- [Raw data]

PR #3919, opened 2024-11-25
Handle HighQcSend

lukaszrzasik:
Closes #<ISSUE_NUMBER>

### DIFF
--- a/.github/workflows/typos.yml
+++ b/.github/workflows/typos.yml
@@ -20,4 +20,4 @@ jobs:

- [Required work]
Each line of the data is to be written out again exactly.

- [Task answer]
PR #3919, opened 2024-11-25
Handle HighQcSend

lukaszrzasik:
Closes #<ISSUE_NUMBER>

### DIFF
--- a/.github/workflows/typos.yml
+++ b/.github/workflows/typos.yml
@@ -20,4 +20,4 @@ jobs:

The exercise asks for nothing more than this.